LISTED ENTRIES

PR #1277, opened 2019-05-20
Improve catalogue performance with new table component

### LINKED ISSUE #1260: Changing the language on catalogue page is very slow

luontola:
Closes #1260 and makes filtering fast. Later PRs will start using it also on other pages.

### DIFF
--- a/src/cljs/rems/catalogue.cljs
+++ b/src/cljs/rems/catalogue.cljs
@@ -138,7 +138,15 @@
   (let [language @(rf/subscribe [:language])
         loading-catalogue? @(rf/subscribe [::loading-catalogue?])
         drafts @(rf/subscribe [::draft-applications])
-        loading-drafts? @(rf/subscribe [::loading-drafts?])]
+        loading-drafts? @(rf/subscribe [::loading-drafts?])
+        table-spec {:id :catalogue
+                    :columns [{:key :name
+                               :title (text :t.catalogue/header)
+                               :sortable? true
+                               :filterable? true}
+                              {:key :commands}]
+                    :rows ::catalogue-table-data
+                    :default-sort-column :name}]
     [:div
      [document-title (text :t.catalogue/catalogue)]
      (if (or loading-catalogue? loading-drafts?)
@@ -147,12 +155,8 @@
         [draft-application-list drafts]
         [:h2 (text :t.catalogue/apply-resources)]
         [cart/cart-list-container language]
-        [table2/filter-field ::catalogue-table-data]
-        [table2/table ::catalogue-table-data [{:key :name
-                                               :title "Resource"
-                                               :sortable? true
-                                               :filterable? true}
-                                              {:key :commands}]]])]))
+        [table2/filter-field table-spec]
+        [table2/table table-spec]])]))
 
 (defn guide []
   [:div
--- a/src/cljs/rems/catalogue.cljs
+++ b/src/cljs/rems/catalogue.cljs
@@ -1,5 +1,6 @@
 (ns rems.catalogue
-  (:require [re-frame.core :as rf]
+  (:require [clojure.string :as str]
+            [re-frame.core :as rf]
             [rems.application-list :as application-list]
             [rems.application-util :refer [form-fields-editable?]]
             [rems.atoms :refer [external-link document-title document-title]]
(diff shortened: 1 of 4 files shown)


src/cljs/rems/table2.cljs
```diff
@@ -0,0 +1,134 @@
+(ns rems.table2
```
opqdonut: I guess the plan is to replace rems.table with this ns?

src/cljs/rems/table2.cljs
```diff
@@ -0,0 +1,134 @@
...
+    (rf/subscribe [::filtering spec])])
+ (fn [[rows filtering] [_ spec]]
+   (let [filters (str/lower-case (str (:filters filtering)))
+         columns (->> (:columns spec)
+                      (filter :filterable?))]
+     (->> rows
+          (map (fn [row]
+                 ;; performance optimization: hide DOM nodes instead of destroying them
+                 (assoc row ::display-row? (display-row? row columns filters))))))))
+
```
opqdonut: I think I like how all the logic is in the subscriptions and only the views are left below.

But now this component isn't reusable, right? You can't have multiple table2s on the same page?

src/cljs/rems/table2.cljs
```diff
@@ -0,0 +1,134 @@
...
+(defn table [spec]
+  (let [rows @(rf/subscribe [::sorted-and-filtered-rows spec])
+        language @(rf/subscribe [:language])]
+    [:div.table-border
+     [:table.rems-table {:class (:id spec)}
+      [:thead
+       [table-header spec]]
+      [:tbody {:key language} ; performance optimization: rebuild instead of update existing components
+       (for [row rows]
+         ^{:key (:key row)} [table-row row spec])]]]))
```
opqdonut: no guide?

Macroz: definitely needed

src/cljs/rems/table2.cljs
Macroz: I guess this is intended to be fixed in later PRs

src/cljs/rems/catalogue.cljs
```diff
@@ -83,36 +75,28 @@
...
-           :class "catalogue"}
-          (when sorting {:sorting sorting})
-          (when filtering {:filtering filtering}))])
+(rf/reg-sub
+ ::catalogue-table-rows
+ (fn [_ _]
+   [(rf/subscribe [::catalogue])
+    (rf/subscribe [:language])])
+ (fn [[catalogue language] _]
+   (->> catalogue
```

TASK BRIEF
Scan the entries above for the word "true" and collect each line holding it.

ANSWER BELOW
+                               :sortable? true
+                               :filterable? true}
-                                               :sortable? true
-                                               :filterable? true}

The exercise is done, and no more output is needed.